• [WHAT IS REQUIRED]: Only the lines below between the ones containing "Improvements to process" and "-41,6 +41,7 @@ class Response", inclusive, are to be reproduced, each exactly as it stands.

• [PROVIDED RECORDS]:
--- START ---
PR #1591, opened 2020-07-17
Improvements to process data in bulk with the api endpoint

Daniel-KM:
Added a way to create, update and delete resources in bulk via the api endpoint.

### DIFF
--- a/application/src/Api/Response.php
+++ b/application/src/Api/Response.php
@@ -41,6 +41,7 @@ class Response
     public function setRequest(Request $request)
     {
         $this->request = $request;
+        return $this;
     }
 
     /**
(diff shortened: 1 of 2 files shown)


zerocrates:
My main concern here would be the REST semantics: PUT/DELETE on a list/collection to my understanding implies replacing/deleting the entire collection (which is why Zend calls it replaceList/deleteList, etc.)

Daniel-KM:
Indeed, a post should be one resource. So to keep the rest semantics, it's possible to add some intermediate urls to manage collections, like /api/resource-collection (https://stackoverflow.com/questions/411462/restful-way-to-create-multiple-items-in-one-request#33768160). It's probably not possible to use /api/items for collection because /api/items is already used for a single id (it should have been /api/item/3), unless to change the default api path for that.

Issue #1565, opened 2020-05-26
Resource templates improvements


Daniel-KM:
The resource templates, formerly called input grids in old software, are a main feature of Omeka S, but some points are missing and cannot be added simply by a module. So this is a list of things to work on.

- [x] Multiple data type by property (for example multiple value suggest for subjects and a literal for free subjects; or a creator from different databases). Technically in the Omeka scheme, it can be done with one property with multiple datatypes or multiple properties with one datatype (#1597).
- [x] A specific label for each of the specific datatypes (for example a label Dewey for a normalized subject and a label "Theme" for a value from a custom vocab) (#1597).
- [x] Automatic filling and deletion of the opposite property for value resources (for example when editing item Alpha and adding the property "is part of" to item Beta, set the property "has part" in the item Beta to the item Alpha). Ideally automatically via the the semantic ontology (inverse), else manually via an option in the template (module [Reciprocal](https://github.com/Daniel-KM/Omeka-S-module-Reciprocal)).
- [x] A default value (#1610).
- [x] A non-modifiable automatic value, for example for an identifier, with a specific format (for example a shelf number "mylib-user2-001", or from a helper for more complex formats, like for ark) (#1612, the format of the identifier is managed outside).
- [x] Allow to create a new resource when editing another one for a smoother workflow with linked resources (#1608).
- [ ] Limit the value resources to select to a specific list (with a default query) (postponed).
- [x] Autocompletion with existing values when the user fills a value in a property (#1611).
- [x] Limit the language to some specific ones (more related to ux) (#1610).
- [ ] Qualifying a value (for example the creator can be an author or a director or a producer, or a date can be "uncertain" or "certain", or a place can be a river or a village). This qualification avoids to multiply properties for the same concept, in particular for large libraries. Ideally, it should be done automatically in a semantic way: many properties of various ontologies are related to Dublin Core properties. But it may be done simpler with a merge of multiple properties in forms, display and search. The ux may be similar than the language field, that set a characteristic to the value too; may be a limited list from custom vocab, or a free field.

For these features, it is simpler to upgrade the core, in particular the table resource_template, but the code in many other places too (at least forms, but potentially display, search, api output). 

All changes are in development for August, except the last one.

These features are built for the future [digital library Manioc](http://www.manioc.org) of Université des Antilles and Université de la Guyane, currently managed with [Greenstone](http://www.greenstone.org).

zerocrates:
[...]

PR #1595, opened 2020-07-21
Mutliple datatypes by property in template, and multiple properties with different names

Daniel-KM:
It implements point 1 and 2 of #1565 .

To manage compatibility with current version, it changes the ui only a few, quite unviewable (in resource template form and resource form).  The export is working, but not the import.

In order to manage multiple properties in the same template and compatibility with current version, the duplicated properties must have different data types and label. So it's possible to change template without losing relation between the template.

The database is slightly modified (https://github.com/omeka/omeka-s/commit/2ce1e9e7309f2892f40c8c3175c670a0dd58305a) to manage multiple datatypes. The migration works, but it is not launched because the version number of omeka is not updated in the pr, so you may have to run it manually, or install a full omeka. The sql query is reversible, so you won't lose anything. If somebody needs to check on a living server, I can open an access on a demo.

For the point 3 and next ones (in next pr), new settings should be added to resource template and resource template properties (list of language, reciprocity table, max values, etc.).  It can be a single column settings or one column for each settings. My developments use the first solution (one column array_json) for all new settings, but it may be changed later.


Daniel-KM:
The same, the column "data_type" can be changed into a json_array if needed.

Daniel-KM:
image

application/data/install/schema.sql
--- END ---
• [OUTPUT]:
Improvements to process data in bulk with the api endpoint

Daniel-KM:
Added a way to create, update and delete resources in bulk via the api endpoint.

### DIFF
--- a/application/src/Api/Response.php
+++ b/application/src/Api/Response.php
@@ -41,6 +41,7 @@ class Response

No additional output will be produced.